Answer
True statement
Work Step by Step
$10-5+\frac{5}{2}-\ldots $
The limit of the infinite geometric series is given by
${{s}_{\infty }}=\frac{{{a}_{1}}}{1-r}$
When $\left| r \right|<1$ then the limit exists and if $\left| r \right|\ge 1$, no limit exists.

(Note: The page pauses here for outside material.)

PR #753, opened 2022-12-23
Fix empty inputs on entropyInput for ctrdrbg

samuel40791765:
There were some ACVP test vectors we were trying to parse, which had empty inputs for `entropyInput` in the `otherInput` vectors. The field exists, but the string length is `0`. 
I assume `!tc->pr1_len || !tc->pr2_len` are helping to check if the field exists, but because the length is `0`, this causes DRBG ACVP parsing to fail prematurely.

To check the limit find the common ratio
$r=\frac{{{a}_{n+1}}}{{{a}_{n}}}$
Put $n=1$ in $r=\frac{{{a}_{n+1}}}{{{a}_{n}}}$,
$\begin{align}
& r=\frac{{{a}_{1+1}}}{{{a}_{1}}} \\
& =\frac{{{a}_{2}}}{{{a}_{1}}}
\end{align}$
Put ${{a}_{1}}=10$ and ${{a}_{2}}=-5$ in $r=\frac{{{a}_{2}}}{{{a}_{1}}}$
$\begin{align}
& r=\frac{{{a}_{2}}}{{{a}_{1}}} \\
& =\frac{-5}{10} \\
& =-\frac{1}{2}
\end{align}$
And,
$\begin{align}
& \left| r \right|=\left| -\frac{1}{2} \right| \\
& =\frac{1}{2}
\end{align}$
Thus, $\left| r \right|=\frac{1}{2}<1$, then the limit exists.
Therefore, the given statement is true.